After general anesthesia is induced, a nasogastric tube should be inserted and left in place during the operation to allow testing of the integrity of the pyloric wall after the surgeon performs the pyloromyotomy. Laparoscopic surgical repair has the advantage of shorter times to full feeding and shorter hospital stays, compared with the traditional open approach. Anesthesia is maintained with inhalation agents without N2O. Skeletal muscle relaxation may not be needed after induction. Additional opioid analgesia may not be necessary in this age group, which has increased respiratory sensitivity.

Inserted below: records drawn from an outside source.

PR #1297, opened 2024-09-11
Mmt 3877b: Error When Cloning and Editing a Draft Collection

mandyparson:
# Overview

### What is the bug?
Errors occur during two particular use cases:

Rectal acetaminophen can be given in the postanesthesia recovery room.

Postoperatively, the infant may be lethargic. Respiratory depression and apnea may occur and are related to cerebrospinal fluid pH and hyperventilation. For these reasons, the infant should be fully awake and able to sustain a regular respiratory pattern before being extubated. Hypoglycemia, which may occur 2 or 3 h after surgical correction of the stenosis, is probably caused by cessation of intravenously administered glucose infusions and the depletion of glycogen stores from the liver. Small frequent feedings are usually begun 4 to 6 h postoperatively. An uneventful recovery should result in discharge from the hospital in 24 to 48 h.